🤖 AI Summary
Building lightweight, on-device GUI agents for mobile, web, and desktop platforms remains challenging. This paper proposes a novel on-device GUI agent architecture specifically designed for small language models (3B parameters), integrating chain-of-thought reasoning, vision-based tool invocation, and a customized reinforcement learning reward mechanism, trained jointly on real and synthetic GUI data. Our key contribution is an efficient cross-device interface perception and interaction framework that simultaneously achieves model compactness and strong task generalization.
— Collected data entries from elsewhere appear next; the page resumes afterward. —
PR #1214, opened 2019-03-26
More list styling

arcepaul:
- thumbnail list hovers are now independent, no dirty js
- dynamic lists given some styling traits of managed lists
- small styling tweaks to match prod


arcepaul:
I went for the former and classed items with thumbnails with 'has-media', allowing the styling to be used across dynamic and managed lists

bryanpizzillo:
With the .has-media addition, can you also remove the conditional around the .has-images in https://github.com/NCIOCPL/cgov-digital-platform/blob/feature/lists/docroot/profiles/custom/cgov_site/themes/custom/cgov/cgov_common/templates/listing/paragraph--cgov-list.html.twig

PR #1240, opened 2019-03-27
Ticket/1034  order section nav by weight

BrendanBeltzNIH:
Update SectionNav child rendering to respect the weights of Terms by first performing a usort on the list.

ODE: http://ncigovcdode72.prod.acquia-sites.com


lburack:
I am VERY happy to report that this passes IA Review!

PR #1299, opened 2019-04-01
Implement Embedded Feature Cards

bryanpnih:
TBD - Just getting a build to start


arcepaul:
@lburack @VictoriaSunNIH 
ODE is available at http://ncigovcdode83.prod.acquia-sites.com/

lburack:
I tested this on the following content types using image and no image, as well as playing around with the alignments:
- article
- mini landing page
- blog post
- event
- press release

This passes IA review, but just to note, I created a backlog ticket (can happen post-migration) to look into removing the alignment options of 'None' and 'Center' since we don't have them now and they look weird on the front-end #1379

Issue #1067, opened 2019-03-15
Output Syndicate message when Syndication is selected


VictoriaSunNIH:
On Articles and PDQ CIS, when syndicate is selected, we need to output the following message and icon at the bottom of the page (below public reuse)

![image](https://user-images.githubusercontent.com/31222859/54437875-f6a91800-470b-11e9-8085-75ddc1f6d075.png)

Spanish version:
![image](https://user-images.githubusercontent.com/31222859/54437904-07f22480-470c-11e9-9aff-ef2f8873bd31.png)

Example:
https://www.cancer.gov/types/head-and-neck/head-neck-fact-sheet
https://www.cancer.gov/espanol/tipos/cabeza-cuello/hoja-informativa-cabeza-cuello

PR #1883, opened 2019-06-04
(#1067) favicon fingerprint

alifr:


alifr:
also removed the manifest file

PR #1923, opened 2019-06-07
Patch for XML migrations.

adriancofie:
https://www.drupal.org/project/drupal/issues/3048464


adriancofie:
Merged changes into another PR.

PR #1937, opened 2019-06-08
(#1936) Create an Embeddable Image Mode for Inline Images

### LINKED ISSUE #1936: Create an Embeddable Image Mode for old Percussion Inline Images
Percussion inline links do not have the figure wrapper around them, no do they have any sort of size constraint.
Example Markup: 
```
<img src="<url>" alt="<field_media_image.alt>" />
```

This will require a new View Mode
Label: Image Display Inline

This will require a template/display view for that view mode:
The media_image_field should use the Article Image Style.
(It should just be able to be {{content}}

Enable in Image Embed...

bryanpnih:
- Updated Entity Embed to RC1
- Add Entity Embed suggestions to allow for wrapper-less inline images.
- Changed migration rule for inline images.

Closes #1936 
ODE:  ncigovcdode161.prod.acquia-sites.com


bryanpizzillo:
Upgrading to Entity Embed RC1 broke linking, so reverted back to older version.

bryanpizzillo:
Moved this commit to #1939. Closing.

PR #1939, opened 2019-06-08
Inline images and Internal External Links

### LINKED ISSUE #1936: Create an Embeddable Image Mode for old Percussion Inline Images

### LINKED ISSUE #1938: Allow external links to have internal links.
In the migration we have a lot of external links with anchors and query parameters. The content migrates in, but the pages blow up. We need to allow external links to contain internal links. (Without the stupid autocomple)

This applies to cgov_external_link, cgov_card_external and cgov_cthp_feature_card_external.

bryanpnih:
Create an Embeddable Image Mode for Inline Images (Closes #1936)
Allow external links to have internal links. (Closes #1938)

ODE: ncigovcdode161.prod.acquia-sites.com

### DIFF
--- a/composer.json
+++ b/composer.json
@@ -213,9 +213,6 @@
             },
             "drupal/simplesamlphp_auth": {
                 "2907182: Admin UI Pages not Accessible via Permission": "https://www.drupal.org/files/issues/simplesamlphp_auth-admin_ui_pages-2907182-30.patch"
-            },
-            "drupal/address": {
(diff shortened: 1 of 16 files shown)


bryanpizzillo:
NOTE: Upgrading to Entity Embed RC1 broke linking, so reverted back to older version. (Tried it as part of inline images)

Issue #1630, opened 2019-05-03
Remove drupal form login for administrator role.


blairlearn:
Leaving the `administrator` role and `admin` user able to login using the Drupal authentication system until we're sure we've got the kinks worked out SSO.

In `docroot/profiles/custom/cgov_site/modules/custom/cgov_saml_auth_config/config/install/cgov_saml_auth_config.settings.yml`

* Set `allow.default_login` to `false`
* Set `allow.default_login_roles.administrator` to `'0'`
* Set `allow.default_login_users` to `'0'`

blairlearn:
A minor addition to the approach: Create a `cgov_saml_auth_config_dev` module which `blt drupal:toggle:modules` will activate on the dev tier in place of `cgov_saml_auth_config`.

The new `_dev` module will allow users in the `administrator` role to use Drupal login.

bryanpizzillo:
I have also set the admin user as blocked when a site is installed in prod.

VictoriaSunNIH:
@blairlearn - this still needs to be available on lower tiers, just not on prod.  Needs to be implemented as a staging factory hook to reenable admin on a dev tier

PR #2041, opened 2019-06-18
ticket/1986 siteadmin perms

blairl-nih:


blairlearn:
Replaced by 2024.

#1630 to be handled atomically.

PR #2049, opened 2019-06-19
(#792) Generate site maps

### LINKED ISSUE #792: Implement automatic generation of sitemap xml

bkline:
Closes #792 

* add the `simple_sitemap` module
* override the default configuration for that module
* configure which content types should be mapped with which settings
* register the configuration changes with the `features` module

### DIFF
--- a/composer.json
+++ b/composer.json
@@ -59,6 +59,7 @@
         "drupal/role_delegation": "^1.0",
         "drupal/seckit": "^1.1",
         "drupal/shield": "^1.2",
+        "drupal/simple_sitemap": "^3.2",
         "drupal/simplesamlphp_auth": "3.0",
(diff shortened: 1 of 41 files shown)


bryanpnih:
@bkline I deployed this to http://ncigovcdode196.prod.acquia-sites.com.  I tried visiting http://ncigovcdode196.prod.acquia-sites.com/sitemap.xml and it is giving a page not found error. What is the URL for the sitemap?

bkline:
That's the right URL, but the sitemap doesn't get created until `cron` has run.

PR #2073, opened 2019-06-22
(#2074) Blog Post pagination issue

daquinohd:
* Added sort utility function for Blog Post pager link issues


daquinohd:
### ODE: http://ncigovcdode202.prod.acquia-sites.com

lburack:
It seems like this is working now. Not all the Spanish blog posts were available, but the first few that I checked had the correct titles displaying for "< Artículo anterior" and "Artículo siguiente >"

Issue #2186, opened 2019-07-10
Print Style Issues - Images Printing Too Large (backlog issue to investigate)


lburack:
During the content freeze, we received feedback from content owners that the print styles of the new site are different than what has been on the live site.

See screenshots received from content owners below:
<img width="836" alt="Screen Shot 2019-07-10 at 11 52 31 AM" src="https://user-images.githubusercontent.com/29731392/60984181-42aa4900-a309-11e9-8f70-6124a886a869.png">

<img width="860" alt="Screen Shot 2019-07-10 at 11 52 37 AM" src="https://user-images.githubusercontent.com/29731392/60984190-450ca300-a309-11e9-9ba8-eb5052f3fbea.png">

amydugan:
Closing - update to print stylesheet to include embedded entity sizing rules went live 7/18/19 (v 1.1.0)

PR #2207, opened 2019-07-15
(#2186) embedded entity sizing rules added to print stylesheet

arcepaul:
added embedded entity sizing rules that were previously hidden because of media query


arcepaul:
@VictoriaSunNIH @lburack 

ODE: http://ncigovcdode231.prod.acquia-sites.com/

bryanpizzillo:
You branch is behind whatever you branched from. I rebased from develop, where it appears you branched from. Since its commit is the same as develop, this should not have an issue being pulled into the release branch. Obviously, you cannot just pull your branch anymore.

Experiments demonstrate state-of-the-art performance among on-device methods: element localization accuracy reaches 91.6% on ScreenSpot-V2, 53.3% on ScreenSpot-Pro, and 61.2% on OSWorld-G; navigation success rates achieve 28.0% on AndroidWorld and 19.8% on OSWorld—substantially outperforming existing on-device baselines.
📝 Abstract
Developing autonomous agents that effectively interact with Graphic User Interfaces (GUIs) remains a challenging open problem, especially for small on-device models. In this paper, we present Ferret-UI Lite, a compact, end-to-end GUI agent that operates across diverse platforms, including mobile, web, and desktop. Utilizing techniques optimized for developing small models, we build our 3B Ferret-UI Lite agent through curating a diverse GUI data mixture from real and synthetic sources, strengthening inference-time performance through chain-of-thought reasoning and visual tool-use, and reinforcement learning with designed rewards. Ferret-UI Lite achieves competitive performance with other small-scale GUI agents. In GUI grounding, Ferret-UI Lite attains scores of $91.6%$, $53.3%$, and $61.2%$ on the ScreenSpot-V2, ScreenSpot-Pro, and OSWorld-G benchmarks, respectively. For GUI navigation, Ferret-UI Lite achieves success rates of $28.0%$ on AndroidWorld and $19.8%$ on OSWorld. We share our methods and lessons learned from developing compact, on-device GUI agents.